- Exercise description:
Word for word, retype each record shown below.

- Material for this exercise:
○ ○ ○ ○ ○

PR #1974, opened 2020-02-12
Datatype for values that may be value lists or URIs.

hcayless:
As discussed in Council meeting yesterday, the problem of move/@where could be addressed by a datatype that permits either words from a value list or URIs. This pull request implements that feature.


hcayless:
Linking this to #1769

martinascholger:
@ebeshero could you please have a look at this - thanks!

peterstadler:
I like 👍

ebeshero:
Since I'm the last one on the reviewer list, shall I pull it in?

○ ○ ○ ○ ○

- Answer section:
PR #1974, opened 2020-02-12
Datatype for values that may be value lists or URIs.

hcayless:
As discussed in Council meeting yesterday, the problem of move/@where could be addressed by a datatype that permits either words from a value list or URIs. This pull request implements that feature.


hcayless:
Linking this to #1769

martinascholger:
@ebeshero could you please have a look at this - thanks!

peterstadler:
I like 👍

ebeshero:
Since I'm the last one on the reviewer list, shall I pull it in?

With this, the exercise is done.